Source material ▸
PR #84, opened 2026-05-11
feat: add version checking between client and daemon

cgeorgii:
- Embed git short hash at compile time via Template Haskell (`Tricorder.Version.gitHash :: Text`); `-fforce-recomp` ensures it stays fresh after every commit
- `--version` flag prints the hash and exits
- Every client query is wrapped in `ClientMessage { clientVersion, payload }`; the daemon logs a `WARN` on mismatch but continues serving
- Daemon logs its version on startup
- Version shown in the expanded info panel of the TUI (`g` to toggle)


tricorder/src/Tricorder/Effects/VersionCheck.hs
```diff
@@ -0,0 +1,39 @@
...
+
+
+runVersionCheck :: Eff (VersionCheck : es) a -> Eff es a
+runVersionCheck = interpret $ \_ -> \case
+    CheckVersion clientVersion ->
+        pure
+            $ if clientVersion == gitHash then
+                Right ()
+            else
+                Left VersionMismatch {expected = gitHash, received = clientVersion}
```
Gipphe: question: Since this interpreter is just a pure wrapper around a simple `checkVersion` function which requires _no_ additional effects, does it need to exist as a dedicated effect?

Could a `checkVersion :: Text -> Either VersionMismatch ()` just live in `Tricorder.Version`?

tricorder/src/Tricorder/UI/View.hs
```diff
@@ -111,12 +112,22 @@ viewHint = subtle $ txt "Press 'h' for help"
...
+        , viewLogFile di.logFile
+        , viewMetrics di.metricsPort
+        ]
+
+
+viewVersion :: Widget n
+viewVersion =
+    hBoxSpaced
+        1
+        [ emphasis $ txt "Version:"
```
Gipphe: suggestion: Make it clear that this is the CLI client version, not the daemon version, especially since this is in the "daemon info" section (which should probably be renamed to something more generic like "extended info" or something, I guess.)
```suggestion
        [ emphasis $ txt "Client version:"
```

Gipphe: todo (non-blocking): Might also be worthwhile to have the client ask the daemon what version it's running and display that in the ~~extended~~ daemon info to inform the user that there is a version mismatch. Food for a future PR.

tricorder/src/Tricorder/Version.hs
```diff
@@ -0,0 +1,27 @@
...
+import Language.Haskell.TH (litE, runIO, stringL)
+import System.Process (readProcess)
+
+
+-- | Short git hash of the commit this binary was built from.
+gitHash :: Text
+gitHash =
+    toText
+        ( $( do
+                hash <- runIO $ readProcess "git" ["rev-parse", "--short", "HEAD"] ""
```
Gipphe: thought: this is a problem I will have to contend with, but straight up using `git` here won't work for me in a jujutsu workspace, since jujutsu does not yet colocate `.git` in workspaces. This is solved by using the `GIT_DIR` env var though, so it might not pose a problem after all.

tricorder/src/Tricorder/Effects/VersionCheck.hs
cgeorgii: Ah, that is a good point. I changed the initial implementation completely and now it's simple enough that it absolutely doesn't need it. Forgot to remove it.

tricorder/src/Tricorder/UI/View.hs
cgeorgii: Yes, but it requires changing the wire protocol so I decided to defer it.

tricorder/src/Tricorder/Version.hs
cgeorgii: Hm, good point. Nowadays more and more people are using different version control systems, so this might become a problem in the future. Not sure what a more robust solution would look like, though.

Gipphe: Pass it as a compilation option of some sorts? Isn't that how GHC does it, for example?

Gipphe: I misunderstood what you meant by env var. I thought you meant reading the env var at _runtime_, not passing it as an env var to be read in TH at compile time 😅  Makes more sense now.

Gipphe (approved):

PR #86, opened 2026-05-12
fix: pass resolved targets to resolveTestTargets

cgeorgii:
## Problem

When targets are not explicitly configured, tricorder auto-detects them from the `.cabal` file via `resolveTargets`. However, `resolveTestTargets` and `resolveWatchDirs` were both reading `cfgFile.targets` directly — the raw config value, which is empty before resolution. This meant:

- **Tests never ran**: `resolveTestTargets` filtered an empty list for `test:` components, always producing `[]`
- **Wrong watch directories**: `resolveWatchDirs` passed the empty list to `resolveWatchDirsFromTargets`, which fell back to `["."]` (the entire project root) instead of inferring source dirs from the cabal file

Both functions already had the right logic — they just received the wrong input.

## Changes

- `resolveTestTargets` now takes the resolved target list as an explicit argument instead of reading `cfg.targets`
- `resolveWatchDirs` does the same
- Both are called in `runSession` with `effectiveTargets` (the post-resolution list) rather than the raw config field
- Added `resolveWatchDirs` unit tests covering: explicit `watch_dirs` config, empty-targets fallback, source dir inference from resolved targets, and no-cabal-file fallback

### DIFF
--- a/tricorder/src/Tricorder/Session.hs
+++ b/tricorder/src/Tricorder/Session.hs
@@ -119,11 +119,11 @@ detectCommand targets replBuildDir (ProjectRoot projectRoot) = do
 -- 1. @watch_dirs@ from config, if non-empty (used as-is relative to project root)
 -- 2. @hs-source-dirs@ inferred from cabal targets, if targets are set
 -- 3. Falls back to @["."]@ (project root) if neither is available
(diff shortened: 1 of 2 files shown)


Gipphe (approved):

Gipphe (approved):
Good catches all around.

Exercise requirements ▸
Extract every line above containing the word "instead".

Result of the exercise ▸
- **Wrong watch directories**: `resolveWatchDirs` passed the empty list to `resolveWatchDirsFromTargets`, which fell back to `["."]` (the entire project root) instead of inferring source dirs from the cabal file
- `resolveTestTargets` now takes the resolved target list as an explicit argument instead of reading `cfg.targets`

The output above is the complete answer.